Small firms, by contrast, are happy for any business they can get, and so far all BioShield's contractors have been small, innovative biotech firms. The $878 million contract for anthrax vaccine, BioShield's biggest so far, went to VaxGen, a company that has never sold a product. From a technical standpoint, this is not a problem, as start-ups are often where the real innovation is. Financially, it can be a different matter.
It can take years and hundreds of millions of dollars to bridge the gap between early blue-sky research, funded by research agencies, and the pay-off from sales - a gap dubbed the "valley of death" by the industry. "I can assure you, the valley of death is real, and it is long and treacherous," Lance Ignon, vice-president of VaxGen, told New Scientist. The company ran into difficulties with its anthrax vaccine formulation, and solving the problem pushed back its delivery date a year. Then BioShield hit it with new requirements for testing, Ignon says. All this has made finding finance for the tests ahead harder, and the company is now seeking a higher product payment to compensate for the extra work.
Bridging the gap
Not all companies have had the same searing experience. "We have never experienced a valley of death," says John Langstaff, chief executive of Cangene, based in Winnipeg, Canada. His firm has already sold US authorities antibody-based treatments for side effects from the smallpox vaccine, and in May won a BioShield contract to supply 200,000 doses of an antibody that combats botulinum toxin. The company got late-stage development funding from the US Centers for Disease Control and other sources.

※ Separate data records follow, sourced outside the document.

PR #1214, opened 2024-04-09
HTTP: Refactoring nxt_h1p_peer_header_send()

hongzhidao:
Previously, proxy request was constructed based on the `r->target` field. However, r->target will remain unchanged in the future, even in cases of URL rewriting.
To accommodate this, I refactored the handling of the proxy target.

### DIFF
--- a/src/nxt_h1proto.c
+++ b/src/nxt_h1proto.c
@@ -90,6 +90,8 @@ static void nxt_h1p_peer_connect(nxt_task_t *task, nxt_http_peer_t *peer);
 static void nxt_h1p_peer_connected(nxt_task_t *task, void *obj, void *data);
 static void nxt_h1p_peer_refused(nxt_task_t *task, void *obj, void *data);
 static void nxt_h1p_peer_header_send(nxt_task_t *task, nxt_http_peer_t *peer);
+static nxt_int_t nxt_h1p_peer_request_target(nxt_http_request_t *r,
+    nxt_str_t *target);
 static void nxt_h1p_peer_header_sent(nxt_task_t *task, void *obj, void *data);
 static void nxt_h1p_peer_header_read(nxt_task_t *task, nxt_http_peer_t *peer);
 static ssize_t nxt_h1p_peer_io_read_handler(nxt_task_t *task, nxt_conn_t *c);
@@ -653,6 +655,8 @@ nxt_h1p_header_process(nxt_task_t *task, nxt_h1proto_t *h1p,
 
     r->target.start = h1p->parser.target_start;
     r->target.length = h1p->parser.target_end - h1p->parser.target_start;
+
+    r->quoted_target = h1p->parser.quoted_target;
 
     if (h1p->parser.version.ui64 != 0) {
         r->version.start = h1p->parser.version.str;
@@ -2263,6 +2267,8 @@ nxt_h1p_peer_header_send(nxt_task_t *task, nxt_http_peer_t *peer)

A provision of the new BioShield bill aims to help others in a similar way, via a new Biodefense Advanced Research and Development Agency (BARDA). This will bring the Department of Health closer to the way the Department of Defense does business through its DARPA research agency, which famously gave birth to the internet.
BARDA will be a council of experts that will coordinate the development of biodefence measures. It will help contractors through the valley of death by paying them for reaching certain milestones, such as getting the product to clinical trials. BioShield has already begun to embrace that approach: in its contract with Maryland-based PharmAthene it has promised an initial $35 million for the first clinical trials of its anti-nerve gas drug, as well as the eventual purchase of 90,000 doses.